A day after a group of mainstream Muslim leaders pledged loyalty to Australia and her Queen at a special meeting with Prime Minister John Howard, he and his Ministers made it clear that extremists would face a crack down. Treasurer Peter Costello, seen as heir apparent to Howard, hinted that some radical clerics could be asked to leave the country if they did not accept that Australia was a secular state, and its laws were made by parliament "If those are not your values, if you want a country which has Shari law or a theocratic state, then Australia is not for you", he said on National Television."I'd be saying to clerics who are teaching that there are two laws governing people in Australia: one the Australian law and another Islamic law that is false. If you can't agree with parliamentary law, independent courts, democracy, and would prefer Shari law and have the opportunity to go to another country, which practices it, perhaps, then, that's a better option",Costello said. Asked whether he meant radical clerics would be forced to leave, he said those with dual citizenship could possibly be asked to move to the other country. Education Minister Brendan Nelson later told reporters that Muslims who did not want to accept local values should "clear off. Basically people who don't want to be Australians, and who don't want, to live by Australian values and understand them, well then, they can basically clear off", he said. Separately, Howard angered some Australian Muslims on Wednesday by saying he supported spy agencies monitoring the nation's mosques.

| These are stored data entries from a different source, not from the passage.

PR #146, opened 2021-06-02
Calibration data bug fix

saching13:
Changed double to float in set/get fov.
Modified Docstring for matrix (C++ only for now)
FW bug fix in stereo when `rgb` camera calibration was not available

### DIFF
--- a/include/depthai/device/CalibrationHandler.hpp
+++ b/include/depthai/device/CalibrationHandler.hpp
@@ -176,14 +176,15 @@ class CalibrationHandler {
      *                               0   &  0   &  0   & 1
      *                          \end{bmatrix}
      * 
-     *.. math::
-     *
-     *   M = \begin{bmatrix}
-     *           1 & 4 & 7 \\
-     *           2 & 5 & 8 \\
-     *           3 & 6 & 9
-     *       \end{bmatrix}
-     * 
+    r"""
+    .. math::
+
+        M = \begin{bmatrix}
+                1 & 4 & 7 \\
+                2 & 5 & 8 \\
+                3 & 6 & 9
+            \end{bmatrix}
+    """
      */
     std::vector<std::vector<float>> getImuToCameraExtrinsics(CameraBoardSocket cameraId, bool useSpecTranslation = false);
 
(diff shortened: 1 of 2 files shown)


alex-luxonis (approved):

include/depthai/device/CalibrationHandler.hpp
```diff
@@ -135,11 +151,9 @@ class CalibrationHandler {
...
      *
      * Matrix representation of transformation matrix
-     * transformation matrix = \begin{bmatrix}
-     *                              r_00 & r_01 & r_02 & T_x \\
-     *                              r_10 & r_11 & r_12 & T_y \\
-     *                              r_20 & r_21 & r_22 & T_z
-     *                          \end{bmatrix}
+     * \f[ \text{Transformation Matrix} = \left [ \begin{matrix}   r_{00} & r_{01} & r_{02} & T_x \\  r_{10} & r_{11} & r_{12} & T_y \\ r_{20} & r_{21} & r_{22}
+     * & T_z \\ 0   &  0   &  0   & 1\end{matrix} \right ] \f]
+     *
```
alex-luxonis, line 156: Aside from the extra additions, it wasn't rendered properly with the matrix rows on separate lines?
It would be slightly more readable directly from the text editor.
Anyway, not a blocker for the merge, we can see about it later.

saching13: it is rendering properly on C++ API but not on Python since mkdoc is removing `/` from `/f` for python. 
We should be able to fix it with slight changes on `pybind11_mkdoc`

alex-luxonis: Yes, saw it in the RTD temporary PR docs, it looks nice :+1: 
image

Was meaning just for keeping the rows separate here in .hpp, if possible.

saching13: Oh yeah. You are right. let me try that.

themarpe: @saching13 on Python side you can either:
 - Add parsing to pybind11_mkdoc (https://github.com/luxonis/pybind11_mkdoc) if easy doable
 - Or add custom docstring to this function in `depthai-python` (not using the `DOC(dai, ...)` but `"My docstring ..."`)

The later option is simpler but function descriptions won't be automatically synced anymore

Take It Or Leave It. I am tired of this nation worrying about whether we are offending some individual or their culture. Since the terrorist attacks on Bali, we have experienced asurge in patriotism by the majority of Australians.""However, the dust from the attacks had barely settled when the 'politically correct' crowd began complaining about the possibility that our patriotism was offending others. I am not against immigration, nor do I hold a grudge against anyone who is seeking a better life by coming to Australia.""However, there are a few things that those who have recently come to our country, and apparently some born here, need to understand." "This idea of Australia being a multi-cultural community has served only to dilute our sovereignty and our national identity. And as Australians, we have our own culture, our own society, our own language and our own lifestyle.""This culture has been developed over two centuries of struggles, trials and victories by millions of men and women who have sought freedom" "We speak mainly ENGLISH, not Spanish, Lebanese, Arabic, Chinese, Japanese, Russian, or any other language. Therefore, if you wish to become part of our society ..Learn the language!" "Most Australians believe in God. This is not some Christian, right wing, political push, but a fact, because Christian men and women, on Christian principles, founded this nation, and this is clearly documented. It is certainly appropriate to display it on the walls of our schools. If God offends you, then I suggest you consider another part of the world as your new home, because God is part of our culture." "We will accept your beliefs, and will not question why. All we ask is that you accept ours, and live in harmony and peaceful enjoyment with us.""If the Southern Cross offends you, or you don't like "A Fair Go", then you should seriously consider a move to another part of this planet. We are happy with our culture and have no desire to change, and we really don'tcare how you did things where you came from. By all means, keep your culture, but do not force it on others. "This is OUR COUNTRY, OUR LAND, and OUR LIFESTYLE, and we will allow you every opportunity to enjoy all this. But once you are done complaining, whining and griping about Our Flag, Our Pledge, Our Christian beliefs, or Our Way of Life, I highly encourage you take advantage of one other great Australian freedom,'THE RIGHT TO LEAVE'."
"If you aren't happy here then LEAVE.
We didn't force you to come here.
You asked to be here So accept the country YOU accepted."